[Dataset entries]
▶

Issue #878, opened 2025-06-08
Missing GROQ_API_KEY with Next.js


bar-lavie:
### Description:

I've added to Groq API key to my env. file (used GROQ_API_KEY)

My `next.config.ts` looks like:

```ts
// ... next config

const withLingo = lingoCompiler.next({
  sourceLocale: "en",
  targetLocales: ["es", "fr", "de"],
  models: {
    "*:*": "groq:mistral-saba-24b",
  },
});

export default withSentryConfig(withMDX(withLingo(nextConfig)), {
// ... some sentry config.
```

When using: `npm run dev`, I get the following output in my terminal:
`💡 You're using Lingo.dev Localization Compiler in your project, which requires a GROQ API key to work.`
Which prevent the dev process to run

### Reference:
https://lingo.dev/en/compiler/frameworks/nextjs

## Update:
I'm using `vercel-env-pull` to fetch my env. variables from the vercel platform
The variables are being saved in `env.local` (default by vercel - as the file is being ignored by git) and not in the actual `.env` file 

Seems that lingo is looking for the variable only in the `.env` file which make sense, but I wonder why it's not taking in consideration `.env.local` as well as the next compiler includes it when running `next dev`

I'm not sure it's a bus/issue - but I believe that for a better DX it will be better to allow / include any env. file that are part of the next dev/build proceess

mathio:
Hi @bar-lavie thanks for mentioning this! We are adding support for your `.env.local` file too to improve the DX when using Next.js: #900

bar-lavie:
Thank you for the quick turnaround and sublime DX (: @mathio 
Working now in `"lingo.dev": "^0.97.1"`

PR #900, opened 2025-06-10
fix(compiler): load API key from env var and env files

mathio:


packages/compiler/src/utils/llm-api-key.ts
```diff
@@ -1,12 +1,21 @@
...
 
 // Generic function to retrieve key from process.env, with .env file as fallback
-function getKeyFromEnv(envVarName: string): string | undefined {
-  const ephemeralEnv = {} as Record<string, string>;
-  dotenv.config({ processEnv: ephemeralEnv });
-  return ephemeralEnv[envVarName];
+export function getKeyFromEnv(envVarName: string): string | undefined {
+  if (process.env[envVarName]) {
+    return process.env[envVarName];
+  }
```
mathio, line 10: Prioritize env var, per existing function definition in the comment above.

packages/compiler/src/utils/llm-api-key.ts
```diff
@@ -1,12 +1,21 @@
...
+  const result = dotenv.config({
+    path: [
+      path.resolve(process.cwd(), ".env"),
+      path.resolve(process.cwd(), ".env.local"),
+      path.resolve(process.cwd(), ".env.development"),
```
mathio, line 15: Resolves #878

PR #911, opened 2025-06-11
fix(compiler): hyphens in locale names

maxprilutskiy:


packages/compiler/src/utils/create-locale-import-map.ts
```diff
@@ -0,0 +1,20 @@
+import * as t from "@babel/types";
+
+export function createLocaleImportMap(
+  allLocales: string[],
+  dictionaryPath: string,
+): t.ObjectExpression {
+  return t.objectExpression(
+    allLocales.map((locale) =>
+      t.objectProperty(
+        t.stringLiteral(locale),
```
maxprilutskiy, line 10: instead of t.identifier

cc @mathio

◀
▶

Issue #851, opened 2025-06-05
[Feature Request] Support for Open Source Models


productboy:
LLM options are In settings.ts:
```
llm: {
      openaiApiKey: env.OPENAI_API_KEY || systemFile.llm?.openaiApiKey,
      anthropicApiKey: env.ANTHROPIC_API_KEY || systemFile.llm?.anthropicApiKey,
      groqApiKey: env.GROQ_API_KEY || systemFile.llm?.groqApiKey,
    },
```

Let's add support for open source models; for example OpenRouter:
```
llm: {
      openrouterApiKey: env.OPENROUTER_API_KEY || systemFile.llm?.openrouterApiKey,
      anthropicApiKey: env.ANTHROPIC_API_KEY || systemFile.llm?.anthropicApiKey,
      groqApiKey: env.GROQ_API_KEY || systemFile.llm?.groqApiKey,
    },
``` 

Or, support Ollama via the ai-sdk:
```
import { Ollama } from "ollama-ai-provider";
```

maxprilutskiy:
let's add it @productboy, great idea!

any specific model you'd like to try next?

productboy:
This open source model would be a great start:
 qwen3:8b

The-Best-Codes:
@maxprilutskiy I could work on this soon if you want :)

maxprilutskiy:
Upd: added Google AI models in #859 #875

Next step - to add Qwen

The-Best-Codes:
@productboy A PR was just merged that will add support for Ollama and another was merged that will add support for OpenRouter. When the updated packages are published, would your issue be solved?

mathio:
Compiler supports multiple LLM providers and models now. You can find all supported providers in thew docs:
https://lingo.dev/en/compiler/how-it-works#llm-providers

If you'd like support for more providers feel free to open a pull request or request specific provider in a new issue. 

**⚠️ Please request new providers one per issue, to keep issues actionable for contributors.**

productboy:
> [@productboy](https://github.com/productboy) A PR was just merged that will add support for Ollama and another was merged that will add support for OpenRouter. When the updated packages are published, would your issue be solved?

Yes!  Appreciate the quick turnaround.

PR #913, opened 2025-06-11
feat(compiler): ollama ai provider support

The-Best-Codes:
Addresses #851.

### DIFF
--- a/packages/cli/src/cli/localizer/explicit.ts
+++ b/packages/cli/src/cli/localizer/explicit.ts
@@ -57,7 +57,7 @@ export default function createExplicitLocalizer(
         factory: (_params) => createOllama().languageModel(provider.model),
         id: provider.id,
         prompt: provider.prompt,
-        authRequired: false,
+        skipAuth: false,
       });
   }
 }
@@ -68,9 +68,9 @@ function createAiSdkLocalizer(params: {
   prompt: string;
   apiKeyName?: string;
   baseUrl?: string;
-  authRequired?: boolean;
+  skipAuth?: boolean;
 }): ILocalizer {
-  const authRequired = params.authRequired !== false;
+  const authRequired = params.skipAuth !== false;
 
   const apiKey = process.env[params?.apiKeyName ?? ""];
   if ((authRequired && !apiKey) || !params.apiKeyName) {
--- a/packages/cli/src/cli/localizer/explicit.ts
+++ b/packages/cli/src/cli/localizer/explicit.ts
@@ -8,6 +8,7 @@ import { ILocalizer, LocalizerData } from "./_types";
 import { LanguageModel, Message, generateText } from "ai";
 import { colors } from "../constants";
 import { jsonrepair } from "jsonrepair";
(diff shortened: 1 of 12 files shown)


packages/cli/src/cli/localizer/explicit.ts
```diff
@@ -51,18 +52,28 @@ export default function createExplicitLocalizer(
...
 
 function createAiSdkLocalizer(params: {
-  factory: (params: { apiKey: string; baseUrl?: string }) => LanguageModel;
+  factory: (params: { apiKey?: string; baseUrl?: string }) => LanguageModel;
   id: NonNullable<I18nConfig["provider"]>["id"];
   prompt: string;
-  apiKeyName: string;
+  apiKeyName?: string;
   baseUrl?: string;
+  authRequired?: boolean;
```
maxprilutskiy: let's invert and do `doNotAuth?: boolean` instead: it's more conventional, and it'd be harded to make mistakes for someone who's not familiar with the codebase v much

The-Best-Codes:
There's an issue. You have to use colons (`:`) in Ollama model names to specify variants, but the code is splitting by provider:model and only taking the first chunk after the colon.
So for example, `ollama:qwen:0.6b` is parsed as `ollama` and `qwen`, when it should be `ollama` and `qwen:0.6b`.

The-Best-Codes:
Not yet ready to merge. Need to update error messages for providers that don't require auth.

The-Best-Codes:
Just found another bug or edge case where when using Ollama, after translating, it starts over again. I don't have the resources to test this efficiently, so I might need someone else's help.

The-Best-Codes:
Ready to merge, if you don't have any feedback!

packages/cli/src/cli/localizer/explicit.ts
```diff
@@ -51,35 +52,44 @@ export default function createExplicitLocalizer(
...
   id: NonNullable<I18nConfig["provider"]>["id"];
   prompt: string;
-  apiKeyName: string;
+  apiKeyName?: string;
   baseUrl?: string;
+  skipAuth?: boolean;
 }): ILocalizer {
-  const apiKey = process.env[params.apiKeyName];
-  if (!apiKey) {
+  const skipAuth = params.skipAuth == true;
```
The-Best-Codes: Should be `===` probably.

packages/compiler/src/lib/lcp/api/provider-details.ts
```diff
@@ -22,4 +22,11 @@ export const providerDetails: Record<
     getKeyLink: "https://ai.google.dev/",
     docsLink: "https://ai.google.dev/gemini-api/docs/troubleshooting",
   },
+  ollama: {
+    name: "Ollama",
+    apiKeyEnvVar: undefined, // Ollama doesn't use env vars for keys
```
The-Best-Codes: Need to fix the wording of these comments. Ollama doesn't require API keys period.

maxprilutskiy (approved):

◀

§ **DIRECTIONS**: Copy out each line of the data containing the string "export".

§ **ANSWER TO THE PROBLEM**:
export default withSentryConfig(withMDX(withLingo(nextConfig)), {
+export function getKeyFromEnv(envVarName: string): string | undefined {
+export function createLocaleImportMap(
@@ -57,7 +57,7 @@ export default function createExplicitLocalizer(
@@ -51,18 +52,28 @@ export default function createExplicitLocalizer(
@@ -51,35 +52,44 @@ export default function createExplicitLocalizer(
@@ -22,4 +22,11 @@ export const providerDetails: Record<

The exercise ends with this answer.